I don't think that there's the expertise in this room to really -
Art
I think that the discussion between Marty's thing and our answer is a proper discussion for us.
Martin
This really was called HR 214 initially, and I would propose that we adjourn for lunch at this point, and that we come back and discuss HR 214 after, which we also have to get comments in on, and I apologize to Paul and Don that this has gone too far afield from their... if HR 214 was your primary interest, that this has gone too far afield. And then, after this meeting is over, perhaps, if there's still time for those interested in the key size question to get together and discuss what should be done about this. We realize that there are tradeoffs here, and on the one hand we don't want to take the attitude of... I don't think a security officer should accept the attitude of "Trust us - it's good; we won't tell you how strong..." As I said in my letter to Dennis, it's not quite as blatant as the Russians giving NSA a cryptographic system and saying "Look, we can't tell you why it's good, we can't tell you how good it is, but trust us, it's good." You wouldn't use that, because there are potential - first of all, one of the prime things in security is not to trust anybody without proof. The other thing is they're a potential opponent to the system. Now it's not quite as blatant in this situation; I see a mild analogy existing, and that worries me, and I want -
Art
I feel a little funny that you regard me as an enemy -
Martin
No, no -
Art
Well, that's what you're saying - that NSA is the enemy.
Martin
Not you, specifically. I'd say NSA is the potential...
Talking over.
?
NSA's been sucked into something they shouldn't have gotten sucked into.
Art
No, NSA was a perfectly proper -
Doug
I disagree there.
Art
No, NSA - the Bureau of Standards shouldn't go to Hellman to answer this question, or anybody else.

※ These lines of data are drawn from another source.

PR #222, opened 2019-09-05
Fix image override case: Change behaviour so fronts tool decides replacement image

ajwl:
# The problem 
A rare problem came up on the UK front page where the imageReplace was not being shown as the thumbnail for a story. The default CAPI image was being used instead. 

*Features of the story*: 
-> Opinion/comment piece 
-> It had no cutout image supplied or available from TagManager
-> An imageReplace had been applied in the fronts tool overriding the default image from CAPI.

NB: The standard format for an opinion piece on fronts is to use a cutout image / quote headline / show byline. 

*Two opinion pieces on a front - 1st with cutout, 2nd with standard image* 
Screenshot 2019-09-06 at 11 01 45
 
*Other aspects of the problem*
-> If a cutout image was added, even if it was not used, it solved the problem and image replace worked correctly. This is the normal case, as the vast majority of opinion pieces have a cutout available even if not used 
-> Fronts tool was correctly sending the data with the `imageReplace` property set to true and the new image supplied in the url. 
-> Frontend was correctly rendering what it received from facia-press.
-> Facia-press was correctly pressing the uk front. 
-> The same happens in v1, so this problem has obviously been around for a while, but only turns up infrequently because it applies to a small section of stories. 

## Suggested fix

From how I see it, the fronts tool should take the decision as to whether a cutout is used, rather than this being hardcoded as the default by this library. 

Therefore I am removing [line 62](https://github.com/guardian/facia-scala-client/pull/222/files#diff-28f7d5018617d6ae34f67050345e19e2R62) that hardcodes that for opinion/comment pieces. That should be set by [line 82](https://github.com/guardian/facia-scala-client/pull/222/files#diff-28f7d5018617d6ae34f67050345e19e2R82) taking it from the fronts tool trailMeta instead. 

This cedes control for setting the replaceImage and the cutoutImageReplace to the fronts tool metadata rather than guessing that an Opinion story will definitely have a cutout image. 

Setting it to true by default meant that it failed [this if statement](https://github.com/guardian/frontend/blob/88cfa609c73545085c3e5f3921631ec344a3eb83/common/app/model/ImageOverride.scala#L11) in facia press: 

```(scala)
val (maybeSrc, maybeWidth, maybeHeight) = image match {
      case cutout: Cutout => (Some(cutout.imageSrc), cutout.imageSrcHeight, cutout.imageSrcWidth)
      case replace: Replace => (Some(replace.imageSrc), Some(replace.imageSrcHeight), Some(replace.imageSrcWidth))
      case _ => (None, None, None)
    }
```

## Json produced by fronts

This image override worked because a cutout was present. 
```
"meta": {
"imageSrcWidth": "2625",
"headline": "It will wreck it: Boris Johnson’s electoral gamble risks wrecking the Tory party",
"imageSrcOrigin": "https://media.test.dev-gutools.co.uk/images/94b46e4078134a5b04a868c4054658a33348d5ec",
"imageSrcHeight": "1575",
"imageCutoutSrc": "https://uploads.guim.co.uk/2017/10/06/Jonathan-Freedland,-L.png",
"showByline": true,
"showQuotedHeadline": true,
"imageSrcThumb": "https://s3-eu-west-1.amazonaws.com/media-origin.test.dev-guim.co.uk/94b46e4078134a5b04a868c4054658a33348d5ec/0_104_2625_1575/500.jpg",
"imageSrc": "https://s3-eu-west-1.amazonaws.com/media-origin.test.dev-guim.co.uk/94b46e4078134a5b04a868c4054658a33348d5ec/0_104_2625_1575/master/2625.jpg",
"imageReplace": true,
"imageCutoutReplace": false,
"group": "1"
}
```

This one didn't because a cutout was not present:
```
"meta": {
"imageSrcWidth": "2595",
"headline": "It fell: Boris Johnson's blustering strategy has fallen at the first hurdle",
"imageSrcOrigin": "https://media.test.dev-gutools.co.uk/images/6d3a83433a65f38231d8455929ae5c6e47f55883",
"imageSrcHeight": "1558",
"showByline": true,
"showQuotedHeadline": true,
"imageSrcThumb": "https://s3-eu-west-1.amazonaws.com/media-origin.test.dev-guim.co.uk/6d3a83433a65f38231d8455929ae5c6e47f55883/0_87_2595_1558/500.jpg",
"imageSrc": "https://s3-eu-west-1.amazonaws.com/media-origin.test.dev-guim.co.uk/6d3a83433a65f38231d8455929ae5c6e47f55883/0_87_2595_1558/master/2595.jpg",
"imageReplace": true,
"group": "1"
}
```

## Other issues with this library 

Variations of this problem have come up before. cf this trello card - 
https://trello.com/c/nwUyy7Lv/67-content-based-settings-do-not-get-saved-into-database-when-creating-skeleton 
@aug24 @akash1810

### DIFF
--- a/fapi-client/src/main/scala/com/gu/facia/api/utils/ResolvedMetaData.scala
+++ b/fapi-client/src/main/scala/com/gu/facia/api/utils/ResolvedMetaData.scala
@@ -59,8 +59,7 @@ object ResolvedMetaData {
       cardStyle match {
         case com.gu.facia.api.utils.Comment => Default.copy(
           showByline = true,
-          showQuotedHeadline = true,
-          imageCutoutReplace = true)
+          showQuotedHeadline = true)
         case _ if isCartoonForContent(content) => Default.copy(showByline = true)
         case _ if isVideoForContent(content) => Default.copy(showMainVideo = true)
         case _ => Default


fapi-client/src/main/scala/com/gu/facia/api/utils/ResolvedMetaData.scala
```diff
@@ -59,8 +59,7 @@ object ResolvedMetaData {
       cardStyle match {
         case com.gu.facia.api.utils.Comment => Default.copy(
           showByline = true,
```
akash1810: `showByline` being `true` makes me really nervous as the `byline` field is optional in [the model](https://github.com/guardian/flexible-model/blob/2c9268bbceb4212de480ee47158f4b08eb4e2682/src/main/thrift/content.thrift#L1165-L1166)

Given this scenario is rare, would taking a more holistic view (i.e. remove all default metadata logic from the shared library) be better? That is, move to a place where the tooling is the canonical source of all metadata.

ajwl: yeah. I agree, if we are removing styling choices from here, we should probably remove all styling choices. It is a weird place for them.

ajwl:
Have added a 2nd commit which is a more drastic removal of these default styling options. Including defaults setting `mainVideo` and `showByline`

fapi-client/src/main/scala/com/gu/facia/api/utils/ResolvedMetaData.scala
```diff
@@ -55,33 +55,22 @@ object ResolvedMetaData {
...
 
-  def fromContent(content: Content, cardStyle: CardStyle): ResolvedMetaData =
-      cardStyle match {
-        case com.gu.facia.api.utils.Comment => Default.copy(
-          showByline = true,
-          showQuotedHeadline = true)
-        case _ if isCartoonForContent(content) => Default.copy(showByline = true)
-        case _ if isVideoForContent(content) => Default.copy(showMainVideo = true)
-        case _ => Default
-      }
```
ajwl: This function adds the default styles, so it's not needed now

ajwl:
Bumping this as the problem has come up again

jonathonherbert:
@akash1810 @ajwl this code looks fine, but if we're removing this logic here, I feel like we should take care to make sure it exists elsewhere. For example, AFAIK `isCartoonForContent` isn't handled in the Fronts tool, and as a result when editors add cartoons they may find that the output on platform isn't what they expect (no byline).

Given that this is causing problems for editors now, would it be safer to remove logic piece by piece, at least in this case, to make sure we don't cause more problems than we solve? I feel like we should be applying these other defaults elsewhere (Fronts tool) in tandem with their removal here.

ajwl:
@jonathonherbert yeah sensible... I can roll back the 2nd commit tomorrow and just fix the bug in hand

ajwl:
@jonathonherbert @akash1810 - have reduced this PR to the original small scope fix. Lmk if you are happy

ajwl:
thanks!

I see NSA has the expertise. It's up to you to prove the -
End of tape.

Commentary by Sam Bretheim

Perhaps the most interesting aspect of this entire conversation is that, despite all its post-Watergate-era conjecturing about the executive branch using NSA capabilities to break data belonging to American citizens or corporations, at no point does anyone suggest that if NSA has the resources to break DES, its Soviet or other foreign counterparts might too. The discussion is also almost entirely constrained to the threat against U.S. government information about individuals encrypted in DES, and there's only an oblique allusion to weak encryption being used by organizations other than the government that might be targets of foreign intelligence services.

The use of cryptography in authentication is also not mentioned.

From the Senate Intelligence Committee's report on DES: "The NSA convinced IBM that a reduced key size was sufficient."